If I was working with just one news feed this wouldn't be so bad but I have 20 or so now and more will likely be added. Right now this is what I am having to do to fix very poorly done news feeds, and it will likely get worse
$trans = array('“' => '"', '”' => '"', '…' => '...', '`' => "'", '´' => "'", '‘' => "'", '’' => "'", '–' => '-', '–' => '', '’' => "'", '“' => '"', '”' => '"',
'—' => '-', '—' => '-', 'Â' => '', 'Â' => '', ' ' => ' ', '’' => "'", '’' => "'", '‘' => "'",
'‘' => "'", '—' => '-', '—' => '-', '–' => '-', '–' => '-', '&' => '&',
'…' => '...', '…' => '...', 'Ã' => '', 'Ã' => '', '©' => '', ' ' => ' ', "\r\n" => ' ', "\n" => ' ', "\r" => ' '
);
// ...
$description = (isset($item->description)) ? trim($this->db->real_escape_string(htmlentities(strtr(strip_tags(html_entity_decode($item->description, ENT_QUOTES))), $trans), ENT_QUOTES)): '';
Yes you have guessed it, one of the feeds looks to be running "htmlentities" (or similar function) twice on the feed (and doubling up "html_entity_decode" doesn't seem to fix). Some feeds have HTML wrapped in the CDATA tag but all the html entities, in it, are converted, so you have to decode just to strip the tags and then encode again so quotes don't cause problems. And it only gets worse as many feeds use multiple, if not every, variation of single and double quotes, and then they go further and have all kinds of other odd characters (I have to wonder where people get their keyboards from).

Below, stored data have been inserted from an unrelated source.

PR #300, opened 2021-11-15
fix(frontend): Improvements for the style of the comparison List

lfaucon:
* Add VideoThumb component

* Refactor VideoCardFromId into useVideoMetadata hook

* Add caching in getVideoInformation

* Refactor getVideoInformation to use await

* Style of VS link

Screenshot 2021-11-19 at 21 11 08


frontend/src/features/frame/components/sidebar/SideBar.tsx
```diff
@@ -121,6 +129,7 @@ const SideBar = () => {
     >
       <List onClick={isSmallScreen ? () => dispatch(closeDrawer()) : undefined}>
         {menuItems.map(({ targetUrl, IconComponent, displayText }) => {
+          if (!IconComponent || !targetUrl) return <Divider />;
```
amatissart, line 132: This causes a minor React warning (relevant only for optimization purposes): 
```console
Warning: Each child in a list should have a unique "key" prop.
```

`key={index}` could be used in the Divider.

amatissart (approved):
Looks good to me.  
Just one small (non-blocking) warning in the comments.

Issue #225, opened 2021-10-17
Deploy extension on Firefox


lfaucon:
Needs to set-up CORS on prod and staging and testing the the Firefox extension works out of the box

PR #304, opened 2021-11-17
Browser extension: compatibility with Manifest v2 and Firefox

amatissart:
Related to #225 

* Back to Manifest v2, as Firefox does not support v3 yet
  https://blog.mozilla.org/addons/2021/05/27/manifest-v3-update/
  https://bugzilla.mozilla.org/show_bug.cgi?id=1578284

* More robust access token handling:
  * The token is fetched from extension storage on each request to the API
  * The token is updated in the extension storage during navigation on tournesol.app, without explicit reload. 

* Error handling and feedback in UI: buttons are disabled after the first error, error messages are visible on most actions.

* A few cosmetic changes in the popup:
image

### DIFF
--- a/browser-extension/README.md
+++ b/browser-extension/README.md
@@ -1,4 +1,4 @@
-# tournesol-chrome-extension
+# Tournesol browser extension
 
 The extension allows to quickly rate a video from youtube on the Tournesol expert rating page.
 
--- a/browser-extension/addRateLaterButton.css
+++ b/browser-extension/addRateLaterButton.css
@@ -12,6 +12,10 @@ button#tournesol-rate-button {
   font-weight: 500;
 }
 
+button#tournesol-rate-button:disabled {
+  opacity: 0.5;
+}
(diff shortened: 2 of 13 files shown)


lfaucon:
@aidanjungo want to test it?

aidanjungo:
For me, it seems good on Firefox, maybe we should just add the "build" script also for Firefox and deploy a version, to be sure everything works fine.

amatissart:
> For me, it seems good on Firefox, maybe we should just add the "build" script also for Firefox and deploy a version, to be sure everything works fine.

The same .zip file should be accepted by both Chrome Web Store and Firefox Add-ons.

lfaucon (commented):
I'll spend more time testing it this weekend. Thanks for this work. I didn't see anything wrong reading through the code except for the addRateLater call mentioned on discord.

lfaucon (approved):
🚢

PR #305, opened 2021-11-18
Upgrade drf-spectacular, and fix default auth parameters in Swagger

amatissart:
Due to how a custom template was used to serve the Swagger UI, the OAuth configuration for DRF Specatular was ignored.  
It does not seem there was any reason for this template, so let's keep it simple and use the default one.

So now, we just have to fill in a username and a password in the Swagger login form to use all authenticated endpoints. OAuth parameters (client_id, client_secret, etc.) will be provided automatically.


lfaucon (approved):
Works for me. 

What are the risks about exposing these Client ID and Client Secret publicly?

amatissart:
> What are the risks about exposing these Client ID and Client Secret publicly?

It would be exactly the same behaviour as the frontend, since the Swagger and the Frontend are defined as 2 OAuth applications with similar configuration. So I don't think that exposing these credentials is an issue.  
@jstainer-kleis Do you confirm?

It could actually make sense to define these applications with ["client_type"](https://datatracker.ietf.org/doc/html/rfc6749#section-2.1)  `public` (instead of `confidential`), as using a client secret does not provide any additional security in our use case.

lfaucon:
> > What are the risks about exposing these Client ID and Client Secret publicly?
> 
> It would be exactly the same behaviour as the frontend, since the Swagger and the Frontend are defined as 2 OAuth applications with similar configuration. So I don't think that exposing these credentials is an issue. @jstainer-kleis Do you confirm?
> 
> It could actually make sense to define these applications with ["client_type"](https://datatracker.ietf.org/doc/html/rfc6749#section-2.1) `public` (instead of `confidential`), as using a client secret does not provide any additional security in our use case.

That's my understanding too

jstainer-kleis:
> > What are the risks about exposing these Client ID and Client Secret publicly?
> 
> It would be exactly the same behaviour as the frontend, since the Swagger and the Frontend are defined as 2 OAuth applications with similar configuration. So I don't think that exposing these credentials is an issue. @jstainer-kleis Do you confirm?
> 
> It could actually make sense to define these applications with ["client_type"](https://datatracker.ietf.org/doc/html/rfc6749#section-2.1) `public` (instead of `confidential`), as using a client secret does not provide any additional security in our use case.

That's indeed the case, client IDs and secrets aren't easily kept secret, they're exposed to any client. What's ensuring security is the restriction on redirect URIs.

jstainer-kleis:
> Due to how a custom template was used to serve the Swagger UI, the OAuth configuration for DRF Specatular was ignored. It does not seem there was any reason for this template, so let's keep it simple and use the default one.
> 
> So now, we just have to fill in a username and a password in the Swagger login form to use all authenticated endpoints. OAuth parameters (client_id, client_secret, etc.) will be provided automatically.

The issue I worked around on swagger auth at the time was that authenticated endpoints were not identified in the spec. I forced auth with manually specified parameters in order to be able to test the endpoints but that's not the proper way to do it.

amatissart:
> The issue I worked around on swagger auth at the time was that authenticated endpoints were not identified in the spec. I forced auth with manually specified parameters in order to be able to test the endpoints but that's not the proper way to do it.

It seems like yet another issue, unrelated to the changes introduced by this PR.

Do you refer to this setting in `SPECTACULAR_SETTINGS`?
https://github.com/tournesol-app/tournesol/blob/3d38e32c53fc2a7c9a18822c082725b8439a980f/backend/settings/settings.py#L282-L284
As far as i understand, with the current implementation of the API, this setting is required for the "security" section to appear in the schema for each endpoint:
```
security:
- oauth2:
  - read write groups
```

This is explained by how rest-spectacular uses the DRF `permission_classes` to define which oauth scopes are required on each endpoint. We are currently using `"rest_framework.permissions.IsAuthenticated"` as the only permission class. So OAuth scopes are not used, and as a consequence the "oauth2" section is absent in the schema.
Perhaps [`TokenHasReadWriteScope`](https://django-oauth-toolkit.readthedocs.io/en/latest/rest-framework/permissions.html#tokenhasreadwritescope) could be a good fit.

Anyway, I would suggest to address this in a separate issue, especially if granular permissions are desired (e.g based on read/write scopes).

PR #310, opened 2021-11-19
fix(extension): Remove `cookies` from extension's permissions

lfaucon:


amatissart (approved):
I confirm that it does work without this permission on both Firefox and Chromium.

PR #313, opened 2021-11-21
feat: Extensions and Contribute sections on home page

lfaucon:
Changes to the HomePage based on PolyConseil's feedback.

Next steps may be to include the comparison interface and correctly handle signing up the user when a comparison is submitted. Currently clicking "compare videos now" leads to the login/signup page

Screenshot 2021-11-21 at 11 42 04

### DIFF
--- a/frontend/src/App.test.tsx
+++ b/frontend/src/App.test.tsx
@@ -31,7 +31,7 @@ const renderComponent = (drawerOpen: boolean) =>
     </Provider>
   );
 
-test('renders Tournesol banner', () => {
-  const { getByText } = renderComponent(true);
-  expect(getByText(/Tournesol/i)).toBeInTheDocument();
+test('Home page renders and contains the word "Tournesol"', () => {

I used CDATA to over come some problems, but not all, in the "description" tag, but I am seeing problems in the "title" tag and I will likely have to use CDATA there also, which to me seem very odd.
It's getting crazy what I am having to do to use some news feeds. So I have to ask is there some better technique, I have not seen, for dealing with odd characters and character codes?